WHAT IS REQUIRED: Go through the data below and return each line where the string "opened" appears.

[Collected data entries]

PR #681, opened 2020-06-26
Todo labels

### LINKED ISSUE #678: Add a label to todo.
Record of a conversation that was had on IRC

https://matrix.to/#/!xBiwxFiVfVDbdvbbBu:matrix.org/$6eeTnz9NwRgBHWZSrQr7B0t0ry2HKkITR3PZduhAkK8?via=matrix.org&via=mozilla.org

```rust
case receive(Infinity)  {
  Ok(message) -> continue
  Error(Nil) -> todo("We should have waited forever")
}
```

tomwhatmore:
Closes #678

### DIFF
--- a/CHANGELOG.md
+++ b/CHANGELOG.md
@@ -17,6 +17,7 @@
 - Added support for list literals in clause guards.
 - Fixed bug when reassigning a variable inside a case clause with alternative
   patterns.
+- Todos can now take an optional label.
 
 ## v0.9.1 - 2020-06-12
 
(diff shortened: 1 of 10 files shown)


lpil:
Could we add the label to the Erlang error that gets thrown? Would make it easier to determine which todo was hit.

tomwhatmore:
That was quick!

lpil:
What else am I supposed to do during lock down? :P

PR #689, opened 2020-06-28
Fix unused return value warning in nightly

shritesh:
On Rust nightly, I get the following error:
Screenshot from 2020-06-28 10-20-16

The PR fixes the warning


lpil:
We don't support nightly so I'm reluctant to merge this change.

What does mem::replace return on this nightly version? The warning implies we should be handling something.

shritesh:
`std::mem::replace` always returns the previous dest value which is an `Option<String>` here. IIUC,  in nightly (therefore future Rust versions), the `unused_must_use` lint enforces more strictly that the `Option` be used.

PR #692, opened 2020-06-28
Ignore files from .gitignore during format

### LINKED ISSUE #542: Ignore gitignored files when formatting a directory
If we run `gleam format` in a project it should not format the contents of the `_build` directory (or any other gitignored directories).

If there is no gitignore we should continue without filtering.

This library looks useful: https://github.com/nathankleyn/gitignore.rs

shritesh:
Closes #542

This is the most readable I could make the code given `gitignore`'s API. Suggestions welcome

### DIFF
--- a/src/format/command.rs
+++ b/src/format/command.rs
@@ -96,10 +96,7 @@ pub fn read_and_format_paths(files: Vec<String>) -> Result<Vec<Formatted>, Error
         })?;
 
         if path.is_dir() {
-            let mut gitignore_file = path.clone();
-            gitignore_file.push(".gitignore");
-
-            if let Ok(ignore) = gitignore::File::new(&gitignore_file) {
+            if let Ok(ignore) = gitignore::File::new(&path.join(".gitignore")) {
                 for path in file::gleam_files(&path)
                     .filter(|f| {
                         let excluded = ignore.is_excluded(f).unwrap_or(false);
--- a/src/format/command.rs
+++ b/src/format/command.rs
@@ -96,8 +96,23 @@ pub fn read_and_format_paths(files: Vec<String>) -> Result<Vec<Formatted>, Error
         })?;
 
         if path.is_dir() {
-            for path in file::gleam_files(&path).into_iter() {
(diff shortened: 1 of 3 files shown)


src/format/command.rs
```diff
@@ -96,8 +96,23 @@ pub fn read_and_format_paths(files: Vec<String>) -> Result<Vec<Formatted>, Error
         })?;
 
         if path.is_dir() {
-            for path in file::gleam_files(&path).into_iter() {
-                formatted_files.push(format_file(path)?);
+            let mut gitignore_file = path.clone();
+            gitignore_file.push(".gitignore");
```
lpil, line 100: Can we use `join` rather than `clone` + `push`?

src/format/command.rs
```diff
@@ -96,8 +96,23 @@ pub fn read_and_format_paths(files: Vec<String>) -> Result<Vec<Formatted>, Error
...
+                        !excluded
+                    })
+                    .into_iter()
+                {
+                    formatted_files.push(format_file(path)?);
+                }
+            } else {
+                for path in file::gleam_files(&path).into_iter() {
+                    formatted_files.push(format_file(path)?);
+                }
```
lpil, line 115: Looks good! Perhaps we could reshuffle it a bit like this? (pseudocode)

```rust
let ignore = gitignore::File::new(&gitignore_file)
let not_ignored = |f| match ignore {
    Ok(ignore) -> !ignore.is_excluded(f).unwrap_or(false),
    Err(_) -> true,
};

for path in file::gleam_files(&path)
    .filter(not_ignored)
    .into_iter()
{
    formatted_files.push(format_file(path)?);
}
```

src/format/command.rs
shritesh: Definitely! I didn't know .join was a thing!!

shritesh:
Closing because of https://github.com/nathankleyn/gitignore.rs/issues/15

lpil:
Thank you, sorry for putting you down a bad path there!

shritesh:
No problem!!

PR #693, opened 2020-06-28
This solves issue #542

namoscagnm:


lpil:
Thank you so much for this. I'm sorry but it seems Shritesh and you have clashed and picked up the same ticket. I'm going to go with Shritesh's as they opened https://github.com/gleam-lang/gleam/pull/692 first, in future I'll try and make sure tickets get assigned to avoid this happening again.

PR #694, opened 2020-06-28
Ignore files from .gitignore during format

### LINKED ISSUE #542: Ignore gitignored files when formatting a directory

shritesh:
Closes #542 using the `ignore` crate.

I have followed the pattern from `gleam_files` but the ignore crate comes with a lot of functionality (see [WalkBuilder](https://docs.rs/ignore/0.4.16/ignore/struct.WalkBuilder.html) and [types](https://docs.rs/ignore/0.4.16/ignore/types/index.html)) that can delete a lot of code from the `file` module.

TASK ANSWER:
PR #681, opened 2020-06-26
PR #689, opened 2020-06-28
PR #692, opened 2020-06-28
PR #693, opened 2020-06-28
Thank you so much for this. I'm sorry but it seems Shritesh and you have clashed and picked up the same ticket. I'm going to go with Shritesh's as they opened https://github.com/gleam-lang/gleam/pull/692 first, in future I'll try and make sure tickets get assigned to avoid this happening again.
PR #694, opened 2020-06-28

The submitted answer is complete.